▸ **EXERCISE DETAILS**
Examine each line in the records below for the word "last". Report how many lines contain it, and nothing else.

::::::::

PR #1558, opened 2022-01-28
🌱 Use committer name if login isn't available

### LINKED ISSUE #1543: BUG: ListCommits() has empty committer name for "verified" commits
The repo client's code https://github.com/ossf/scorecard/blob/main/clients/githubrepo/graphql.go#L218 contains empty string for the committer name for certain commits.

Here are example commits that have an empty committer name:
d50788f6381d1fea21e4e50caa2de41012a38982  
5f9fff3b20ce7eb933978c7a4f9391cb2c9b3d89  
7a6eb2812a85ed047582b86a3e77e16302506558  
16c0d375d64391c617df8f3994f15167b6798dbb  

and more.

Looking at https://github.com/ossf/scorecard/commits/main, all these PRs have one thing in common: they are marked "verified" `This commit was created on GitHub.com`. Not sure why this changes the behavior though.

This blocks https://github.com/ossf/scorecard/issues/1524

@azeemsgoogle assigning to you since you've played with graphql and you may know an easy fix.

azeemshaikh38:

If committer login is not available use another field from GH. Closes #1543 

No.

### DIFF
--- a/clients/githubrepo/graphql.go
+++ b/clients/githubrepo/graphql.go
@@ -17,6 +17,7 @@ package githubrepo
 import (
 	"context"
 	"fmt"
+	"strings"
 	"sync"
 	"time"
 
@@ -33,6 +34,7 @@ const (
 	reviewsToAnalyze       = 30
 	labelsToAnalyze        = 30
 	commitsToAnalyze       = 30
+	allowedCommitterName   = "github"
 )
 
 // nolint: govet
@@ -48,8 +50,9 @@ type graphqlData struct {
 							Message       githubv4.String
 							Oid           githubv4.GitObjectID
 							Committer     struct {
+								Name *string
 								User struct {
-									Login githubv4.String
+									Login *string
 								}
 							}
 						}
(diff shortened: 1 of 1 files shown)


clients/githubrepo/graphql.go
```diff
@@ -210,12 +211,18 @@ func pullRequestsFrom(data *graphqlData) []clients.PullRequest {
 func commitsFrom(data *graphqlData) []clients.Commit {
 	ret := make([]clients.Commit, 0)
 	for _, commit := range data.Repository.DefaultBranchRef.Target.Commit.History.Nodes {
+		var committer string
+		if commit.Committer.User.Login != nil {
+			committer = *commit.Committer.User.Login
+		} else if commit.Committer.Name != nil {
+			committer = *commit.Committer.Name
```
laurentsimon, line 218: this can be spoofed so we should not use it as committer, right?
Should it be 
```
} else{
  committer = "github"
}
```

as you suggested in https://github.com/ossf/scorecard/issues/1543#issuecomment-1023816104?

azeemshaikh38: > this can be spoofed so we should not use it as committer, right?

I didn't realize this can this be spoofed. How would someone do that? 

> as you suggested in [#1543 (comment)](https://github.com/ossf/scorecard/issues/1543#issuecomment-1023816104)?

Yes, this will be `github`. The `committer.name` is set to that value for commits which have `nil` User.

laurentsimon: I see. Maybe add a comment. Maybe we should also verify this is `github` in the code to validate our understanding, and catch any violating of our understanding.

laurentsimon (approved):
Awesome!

::::::::

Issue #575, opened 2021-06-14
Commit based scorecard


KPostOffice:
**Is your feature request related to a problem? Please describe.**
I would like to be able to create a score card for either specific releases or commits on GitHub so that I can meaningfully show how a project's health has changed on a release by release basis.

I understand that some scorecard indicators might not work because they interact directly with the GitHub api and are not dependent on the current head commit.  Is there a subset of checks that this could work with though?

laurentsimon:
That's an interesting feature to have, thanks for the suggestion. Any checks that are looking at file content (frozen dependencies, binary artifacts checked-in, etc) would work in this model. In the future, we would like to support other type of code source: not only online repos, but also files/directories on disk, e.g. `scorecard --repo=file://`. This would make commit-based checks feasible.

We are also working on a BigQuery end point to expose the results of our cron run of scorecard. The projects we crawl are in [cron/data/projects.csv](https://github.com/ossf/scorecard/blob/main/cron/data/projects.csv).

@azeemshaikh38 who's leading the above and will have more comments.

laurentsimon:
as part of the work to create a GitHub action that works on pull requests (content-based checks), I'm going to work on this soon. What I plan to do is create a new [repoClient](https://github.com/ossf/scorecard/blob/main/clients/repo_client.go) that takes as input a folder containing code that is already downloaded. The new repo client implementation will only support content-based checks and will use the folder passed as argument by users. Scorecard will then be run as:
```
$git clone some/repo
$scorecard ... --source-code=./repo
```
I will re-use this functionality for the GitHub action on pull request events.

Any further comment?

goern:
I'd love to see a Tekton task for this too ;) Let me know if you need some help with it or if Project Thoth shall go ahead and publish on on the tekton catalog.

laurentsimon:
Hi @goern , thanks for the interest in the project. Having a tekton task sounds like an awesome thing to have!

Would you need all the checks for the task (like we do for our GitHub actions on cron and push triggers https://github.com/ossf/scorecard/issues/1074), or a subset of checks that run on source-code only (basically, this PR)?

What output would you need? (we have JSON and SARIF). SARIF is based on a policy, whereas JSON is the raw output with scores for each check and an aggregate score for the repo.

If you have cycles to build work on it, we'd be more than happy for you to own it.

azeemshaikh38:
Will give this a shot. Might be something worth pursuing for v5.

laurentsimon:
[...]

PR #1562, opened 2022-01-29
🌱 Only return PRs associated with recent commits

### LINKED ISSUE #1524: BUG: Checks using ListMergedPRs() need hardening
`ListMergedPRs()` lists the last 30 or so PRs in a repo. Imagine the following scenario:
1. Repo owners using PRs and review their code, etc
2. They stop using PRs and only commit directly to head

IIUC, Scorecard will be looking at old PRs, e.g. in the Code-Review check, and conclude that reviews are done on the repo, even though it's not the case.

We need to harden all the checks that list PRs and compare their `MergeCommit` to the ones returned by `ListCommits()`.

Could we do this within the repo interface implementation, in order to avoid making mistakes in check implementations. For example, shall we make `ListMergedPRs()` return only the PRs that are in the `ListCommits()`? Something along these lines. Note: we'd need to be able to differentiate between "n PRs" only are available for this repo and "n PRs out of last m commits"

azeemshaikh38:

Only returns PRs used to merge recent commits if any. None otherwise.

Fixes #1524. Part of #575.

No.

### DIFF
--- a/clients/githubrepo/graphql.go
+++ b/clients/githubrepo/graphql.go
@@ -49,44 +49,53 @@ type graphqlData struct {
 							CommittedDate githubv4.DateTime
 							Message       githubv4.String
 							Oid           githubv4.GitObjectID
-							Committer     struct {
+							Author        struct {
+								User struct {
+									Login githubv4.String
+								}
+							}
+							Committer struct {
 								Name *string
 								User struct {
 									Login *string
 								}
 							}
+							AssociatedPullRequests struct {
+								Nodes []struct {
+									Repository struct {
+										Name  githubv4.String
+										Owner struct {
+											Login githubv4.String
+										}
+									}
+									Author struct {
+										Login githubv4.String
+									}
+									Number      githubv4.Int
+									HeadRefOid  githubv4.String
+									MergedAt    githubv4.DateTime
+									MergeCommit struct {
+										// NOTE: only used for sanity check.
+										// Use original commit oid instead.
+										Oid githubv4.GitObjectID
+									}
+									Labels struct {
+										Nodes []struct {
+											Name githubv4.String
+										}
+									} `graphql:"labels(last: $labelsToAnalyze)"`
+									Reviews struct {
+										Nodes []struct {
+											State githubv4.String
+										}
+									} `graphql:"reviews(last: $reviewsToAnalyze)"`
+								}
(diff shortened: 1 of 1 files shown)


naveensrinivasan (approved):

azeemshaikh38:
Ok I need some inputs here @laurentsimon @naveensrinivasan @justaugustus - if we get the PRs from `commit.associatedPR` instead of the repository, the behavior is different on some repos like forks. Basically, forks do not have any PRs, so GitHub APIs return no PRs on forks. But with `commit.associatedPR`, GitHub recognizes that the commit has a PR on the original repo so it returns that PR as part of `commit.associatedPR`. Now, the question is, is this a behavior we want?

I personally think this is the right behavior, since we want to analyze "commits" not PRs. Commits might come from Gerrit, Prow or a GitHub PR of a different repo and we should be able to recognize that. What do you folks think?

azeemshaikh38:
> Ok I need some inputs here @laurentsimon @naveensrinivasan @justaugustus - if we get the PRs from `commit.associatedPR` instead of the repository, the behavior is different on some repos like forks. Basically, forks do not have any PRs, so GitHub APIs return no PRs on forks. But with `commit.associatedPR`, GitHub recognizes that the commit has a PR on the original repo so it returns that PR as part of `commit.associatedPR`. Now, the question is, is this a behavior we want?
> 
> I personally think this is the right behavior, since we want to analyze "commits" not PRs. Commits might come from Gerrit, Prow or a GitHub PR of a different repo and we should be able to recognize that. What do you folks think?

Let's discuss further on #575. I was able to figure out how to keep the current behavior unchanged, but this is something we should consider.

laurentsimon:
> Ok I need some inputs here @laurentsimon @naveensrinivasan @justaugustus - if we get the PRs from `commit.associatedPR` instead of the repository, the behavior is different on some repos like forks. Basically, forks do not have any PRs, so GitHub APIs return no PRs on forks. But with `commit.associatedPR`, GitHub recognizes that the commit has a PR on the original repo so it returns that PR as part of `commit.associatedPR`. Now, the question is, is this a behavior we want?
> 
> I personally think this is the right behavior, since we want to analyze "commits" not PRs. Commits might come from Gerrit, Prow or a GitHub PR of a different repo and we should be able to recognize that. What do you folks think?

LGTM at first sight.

::::::::

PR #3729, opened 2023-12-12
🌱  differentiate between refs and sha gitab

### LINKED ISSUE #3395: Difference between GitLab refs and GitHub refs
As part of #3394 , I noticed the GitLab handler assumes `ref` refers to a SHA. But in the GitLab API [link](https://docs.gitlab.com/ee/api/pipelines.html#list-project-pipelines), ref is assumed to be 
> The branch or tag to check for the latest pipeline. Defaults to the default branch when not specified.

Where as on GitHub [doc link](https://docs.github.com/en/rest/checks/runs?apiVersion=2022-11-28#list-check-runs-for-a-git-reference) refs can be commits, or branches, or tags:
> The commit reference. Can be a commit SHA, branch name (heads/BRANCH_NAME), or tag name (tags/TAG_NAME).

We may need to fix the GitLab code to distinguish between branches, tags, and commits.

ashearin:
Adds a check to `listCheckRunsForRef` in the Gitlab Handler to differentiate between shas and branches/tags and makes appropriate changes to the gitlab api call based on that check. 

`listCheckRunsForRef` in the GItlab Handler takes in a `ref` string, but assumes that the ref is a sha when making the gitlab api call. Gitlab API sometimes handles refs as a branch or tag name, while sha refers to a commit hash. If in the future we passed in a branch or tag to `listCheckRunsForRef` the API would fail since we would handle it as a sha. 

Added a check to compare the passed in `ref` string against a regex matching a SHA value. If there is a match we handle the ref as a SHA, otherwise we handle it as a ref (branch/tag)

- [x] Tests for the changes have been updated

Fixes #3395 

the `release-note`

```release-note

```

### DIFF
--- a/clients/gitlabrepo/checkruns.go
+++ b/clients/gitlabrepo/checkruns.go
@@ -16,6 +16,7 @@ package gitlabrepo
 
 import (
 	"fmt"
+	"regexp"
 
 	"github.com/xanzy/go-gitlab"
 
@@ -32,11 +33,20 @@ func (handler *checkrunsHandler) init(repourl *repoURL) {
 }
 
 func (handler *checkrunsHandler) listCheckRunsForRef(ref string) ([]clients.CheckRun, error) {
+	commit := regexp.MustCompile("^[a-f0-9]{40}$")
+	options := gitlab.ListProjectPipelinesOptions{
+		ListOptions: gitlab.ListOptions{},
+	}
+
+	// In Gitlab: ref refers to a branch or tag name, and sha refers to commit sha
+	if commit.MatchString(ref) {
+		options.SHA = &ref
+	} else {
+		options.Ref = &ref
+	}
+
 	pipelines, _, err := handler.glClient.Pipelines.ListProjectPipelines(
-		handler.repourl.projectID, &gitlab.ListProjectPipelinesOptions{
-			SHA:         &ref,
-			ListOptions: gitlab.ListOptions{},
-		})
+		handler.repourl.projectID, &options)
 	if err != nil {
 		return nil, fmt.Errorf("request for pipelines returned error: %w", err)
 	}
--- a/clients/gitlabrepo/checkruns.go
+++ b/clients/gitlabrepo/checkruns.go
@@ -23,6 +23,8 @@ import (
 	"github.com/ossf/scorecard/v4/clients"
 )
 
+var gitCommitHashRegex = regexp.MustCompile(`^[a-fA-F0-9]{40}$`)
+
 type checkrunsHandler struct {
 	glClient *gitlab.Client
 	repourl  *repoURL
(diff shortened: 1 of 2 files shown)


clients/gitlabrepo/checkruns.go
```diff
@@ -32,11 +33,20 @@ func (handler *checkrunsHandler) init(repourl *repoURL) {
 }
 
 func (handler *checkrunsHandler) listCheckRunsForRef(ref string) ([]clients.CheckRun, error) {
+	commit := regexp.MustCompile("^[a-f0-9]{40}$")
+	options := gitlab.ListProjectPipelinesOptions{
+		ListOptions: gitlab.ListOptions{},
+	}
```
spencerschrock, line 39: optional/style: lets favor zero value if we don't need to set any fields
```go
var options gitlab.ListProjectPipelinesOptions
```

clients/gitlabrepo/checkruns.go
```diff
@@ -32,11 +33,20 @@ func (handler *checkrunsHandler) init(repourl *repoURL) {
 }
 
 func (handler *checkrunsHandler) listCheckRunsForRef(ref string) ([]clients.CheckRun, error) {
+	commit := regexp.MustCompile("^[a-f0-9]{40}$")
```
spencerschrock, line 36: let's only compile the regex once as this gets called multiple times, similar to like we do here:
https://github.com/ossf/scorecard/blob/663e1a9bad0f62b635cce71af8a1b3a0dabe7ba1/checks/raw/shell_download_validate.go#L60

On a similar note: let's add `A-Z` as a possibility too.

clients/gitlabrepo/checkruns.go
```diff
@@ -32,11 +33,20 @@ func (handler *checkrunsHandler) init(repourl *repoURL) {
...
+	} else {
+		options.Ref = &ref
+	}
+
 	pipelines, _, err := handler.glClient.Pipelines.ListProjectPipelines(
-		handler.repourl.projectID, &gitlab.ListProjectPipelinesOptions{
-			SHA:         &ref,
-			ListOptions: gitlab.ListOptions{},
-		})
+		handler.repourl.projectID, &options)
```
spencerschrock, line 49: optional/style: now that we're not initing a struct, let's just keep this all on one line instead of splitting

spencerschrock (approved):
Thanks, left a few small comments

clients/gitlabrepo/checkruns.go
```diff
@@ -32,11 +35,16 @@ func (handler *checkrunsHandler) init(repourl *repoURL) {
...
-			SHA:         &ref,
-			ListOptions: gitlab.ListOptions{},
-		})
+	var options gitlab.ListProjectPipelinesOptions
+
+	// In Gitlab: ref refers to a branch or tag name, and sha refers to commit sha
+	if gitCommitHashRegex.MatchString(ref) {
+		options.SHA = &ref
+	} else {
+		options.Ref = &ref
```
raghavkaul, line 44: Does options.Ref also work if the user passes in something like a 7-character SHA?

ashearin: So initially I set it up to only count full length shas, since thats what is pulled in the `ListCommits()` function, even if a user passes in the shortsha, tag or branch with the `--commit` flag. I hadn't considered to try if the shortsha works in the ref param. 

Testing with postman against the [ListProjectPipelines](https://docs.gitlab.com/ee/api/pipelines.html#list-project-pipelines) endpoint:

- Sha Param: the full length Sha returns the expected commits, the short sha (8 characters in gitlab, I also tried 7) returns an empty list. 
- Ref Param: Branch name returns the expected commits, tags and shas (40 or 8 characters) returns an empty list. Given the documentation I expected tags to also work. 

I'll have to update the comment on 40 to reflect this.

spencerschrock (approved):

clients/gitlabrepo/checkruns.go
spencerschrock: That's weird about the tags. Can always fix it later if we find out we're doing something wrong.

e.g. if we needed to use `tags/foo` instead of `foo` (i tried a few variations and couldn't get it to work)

::::::::

▸ **ANSWER TO THIS EXERCISE**
4